Light is made up of three different spectrums, red, yellow and blue, when you are looking at fluorescent higher priced day light tubes are tri phosphors which means they have 3 different phosphors that glow when current is applied and the combination of the 3 make the light look like sunlight. Lights are graded in their kelvin rating which means how close they resemble a carbon block that is heated to a specific temperature. IE, if you heat a carbon block to 3600 degrees kelvin the colour it glows is similar to how a 3600k fluorescent tube will glow. For our own eyes we tend to prefer 5000k-6500k as it resembles noon day sun (5000k is the colour daylight as it is as close to noon day sun at the equator at sealevel). Plants don't share our taste though and they respond best to light more in the red/blue spectrum which is why plant lights look pinkish purple. To much red though (if I remember right) your plants will grow tall and spindly, to much blue and they'll grow short and squat... or flip that around. Plant lights are designed to have a good balance between the red/blue so your plants grow fast. On an aquarium you may find it's best to have 20%-30% of your light come from grow or plant lights and the remainder of your light from daylight tubes so you can enjoy your tank to it's fullest.

Douglas


----------



## Reckon (Jul 25, 2012)

bcorchidguy said:


> Plants don't share our taste though and they respond best to light more in the red/blue spectrum which is why plant lights look pinkish purple. To much red though (if I remember right) your plants will grow tall and spindly, to much blue and they'll grow short and squat... or flip that around. Plant lights are designed to have a good balance between the red/blue so your plants grow fast.

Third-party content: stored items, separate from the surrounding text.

PR #137, opened 2018-03-02
2.0

awesomeousPrime:
These are the same changes being made in the following PR to master for version 2.0 of this repo.

https://github.com/Medology/FlexibleMink/pull/135

### DIFF
--- a/web/assert-field-exists.html
+++ b/web/assert-field-exists.html
@@ -54,7 +54,6 @@
         }
 
         for (var i = 0; i < textElements.length; i++) {
-            console.log();
             text.push(textElements[i].getAttribute('name') + ': ' + textElements[i].value);
         }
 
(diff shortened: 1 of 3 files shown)


medology-bugman:

web/assert-field-exists.html
```diff
@@ -34,18 +34,32 @@ <h2>Favorite Foods</h2>
...
+
         var foods = [];
+        var text = [];
+
         for (var i = 0; i < checkedElements.length; i++) {
             foods.push(checkedElements[i].value);
         }
+
+        for (var i = 0; i < textElements.length; i++) {
+            console.log();
```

Anyone know if its red or blue that makes plants grow short and squat?


----------



## Transposon (Sep 19, 2012)

"Red stimulates vegetative growth and flowering, However, too muchred will create a leggy plant. Blue regulates plant growth for a fuller stockerplant."

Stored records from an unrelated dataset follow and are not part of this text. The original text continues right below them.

PR #143, opened 2018-05-08
Spin assertSelectContainsExactOptions()

Chekote:
Problem:
I need to be able to test for options in a select that are added via an asynchronous process. The method currently fails immediately if the options are not present.

Fix:
I modified the method to use a waitFor()


Chekote:
Wrong merge target.

PR #151, opened 2018-06-06
Change the regex for castStringToInt function

amberwjq:
It's for the behat test contains zipcode, so that we don't need to hack with single quote inside double quote  like "'07093'" anymore.


medology-bugman:

Chekote:
@amberwjq @joshmedeski @awesomeousPrime Please do not submit, approve or merge any changes for this project to the master branch. All PRs should be submitted to both the 1.0 and the 2.0 branches  (assuming they make sense for both). Also, 1.0 is deprecated, so all projects using it should plan to move to 2.0.

PR #223, opened 2019-01-23
Eliminate SpinnerTimeoutException by using do/while

Chekote:
## Problem:
The SpinnerTimeoutException indicates when the timeout expired before a single attempt of the assertion could be made. This is only necessary because the check to enter the while loop could be false on the first iteration. This exception tends to propagate throughout the code and cause a lot of noise in doc blocks etc.

## Fix:
@RedEnchilada suggested changing the while loop to a do/while, which I did. Thanks, @RedEnchilada! Great idea :)


healthlabs-bugman:

PR #226, opened 2019-01-24
selectOption supports context

Chekote:
## Problem:
The selectOption method assumes that there will only ever be one select on the page with the specified field name. This is not the case if the page contains multiple forms. We need a way to specify which select we want to interact with.

## Fix:
I modified the selectOption method to accept an optional context.


healthlabs-bugman:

From: http://primexgardencenter.com/wp-content/uploads/2011/03/caresheets_ArtificialLight.pdf


----------



## Reckon (Jul 25, 2012)

That's a great article. 
Found another to supplement: http://www.ehow.com/list_7645179_effects-light-bulb-plant-growth.html
About lighting that simulates red coloring in plants? Red bulbs?


----------



## sunshine_1965 (Aug 16, 2011)

I use Daylight bulbs in all my tanks with plants. My plants grow nicely with them. They do not just shoot up in growth. They grow up and out at a reasonable pace. I have some plants that definitely do better than others but all plants have there issues and needs. CO2 will also help in plant growth. The other thing I do is use some Jobes Plant Food Spikes 13-4-5. Others on this site use excel or flourish. Good luck with your planted tank. Remember lights being on too long will cause algae growth on glass and plants.


----------